今年度からは、さらなる、移住・定住の促進を図るため、長期間のお試し住宅として、静岡市葵区の「羽衣団地」をリフォームし、移住希望者向けに活用することになりました。
静岡市葵区駒形通の「羽衣団地」は1948年に着工した、地上4階、地下1階の鉄筋コンクリート造の市営住宅です。製造した年から「48型」と呼ばれるこの建物は、日本最古の鉄筋コンクリート造の公営団地です。
部屋の間取りは6畳と8畳の2K。当時としては珍しい水洗便所やガス設備を完備し、地下には共同浴場を備えていました。
「羽衣団地」は歴史的な価値がある建物として注目されていて、全国各地から研究者や建築を学ぶ学生たちが見学に来るそうです。静岡市でも月に1~2回、一般向けに「見学ツアー」を行っています。

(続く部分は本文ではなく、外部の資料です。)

PR #3976, opened 2024-08-07
fixed the lack of installation of the rust library in cmake, on which…

ahaladok:
… the main library depends

## Description

Before making changes, when calling the install,`make install` for example, the library that the project depended on was not installed. As a result of the changes, the installation was corrected, so the library built using Rust will also be installed without violating the integrity.

## How to test

After building the project, call
`make install`
and make sure that the rust(ibwallet_core_rs.a) library has also been installed.

## Types of changes

СMake changes. Installation step

## Checklist

- [] Create pull request as draft initially, unless its complete.


satoshiotomakan:
Hi @ahaladok, thank you for opening the PR! According to your changes, `make install` will copy "native" release artifacts only, however we might want to copy Android, iOS, WASM targets as well. Please also note that native Rust binary is linked to the `TrustWalletCore.a` statically (on native platform, not Android), so why do you need for such the functionality?

ahaladok:
> Hi @ahaladok, thank you for opening the PR! According to your changes, `make install` will copy "native" release artifacts only, however we might want to copy Android, iOS, WASM targets as well. Please also note that native Rust binary is linked to the `TrustWalletCore.a` statically (on native platform, not Android), so why do you need for such the functionality?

お試し住宅というと、すぐ住めるように最新の設備を備えた住宅をイメージしていましたが、今回なぜ、作られてから77年もたつ古い団地をお試し住宅にするのでしょうか?
●静岡市 住宅政策課 小澤映里係長:
「見学ツアーには幅広い年代の多くの方が訪れています。その中には古い建物に魅力を感じる人も多くいます。今回そんなビンテージが好きな方に向けて企画しました。県外の人限定ですが、これをきっかけに静岡市に魅力を感じて移住する人が増えたらいいと思います」
リフォームが終わったという室内を見せてもらいました。扉は他の部屋と同じ古いままですが、開けると見学ツアーで見た室内とは別物。

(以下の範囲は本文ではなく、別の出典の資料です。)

PR #3984, opened 2024-08-13
Fix nullptr dereference when not calling JNI_OnLoad on Android

henriqueaklein:
This change is applicable to loading the wallet-core on Android using the library directly instead of JNI.
Without calling JNI_OnLoad the jvm pointer is NULL, so any attempt to use it in random_buffer will result in a nullptr dereference.

In addition to preventing the crash, the Unix compatible implementation was used as an alternative when using the library directly.


jni/cpp/Random.cpp
```diff
@@ -25,31 +29,42 @@ uint32_t random32() {
...
+        env->DeleteLocalRef(array);
+        env->DeleteLocalRef(random);
+        env->DeleteLocalRef(secureRandomClass);
+    }
+    else
+    {
+        int randomData = open("/dev/urandom", O_RDONLY);
+        if (randomData >= 0) {
+            (void)read(randomData, buf, len); 
+            close(randomData);
```
satoshiotomakan, line 67: Do you mind to use `std::ifstream` instead of C `open`, `read` and `close`?

henriqueaklein: It's done, albeit due to the type of the argument I had to insert a cast for char pointer.

satoshiotomakan (approved):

玄関には木製のきれいなシューズボックスがあり、その奥には新しいシャワーとトイレが設置されています。水回りは完全にリニューアルしたそうです。エアコンも完備しています。
また2Kの部屋は畳が入れ替えられ、新しい畳の匂いがしました。
「羽衣団地」の特徴である食器棚や配膳口は残されていますが、少し懐かしい、おちついた和室という雰囲気。静岡駅まで歩いて行ける、商店街が近いなど、もともと利便性が高い場所なので、これなら住んでみたいという人もいると思われます。
市営住宅としての扱いではないので、月4万円程度と家賃は少し高めです。対象は静岡県外に住んでいる人のみ。収入面等の条件はありませんが、最低1年以上居住すること(貸付期間は2年未満)、町内会に加入することなどの条件があります。
「羽衣団地」では当時の雰囲気を残したこの「2K復元型」2部屋の移住希望者への賃貸の募集を12月から開始する予定です。
また「羽衣団地」では、「復元型」とは別に、床をフローリングにして洋風にするなど、室内を完全にリフォームする「2K+2Kワークスペース付住宅」1部屋も移住者希望者への賃貸の対象にするということです。
このほか静岡市では、現在「お試し住宅」として使用している清水船原団地の5部屋と駿河区の有東団地の2部屋も、新たに長期の移住希望者に賃貸するということです。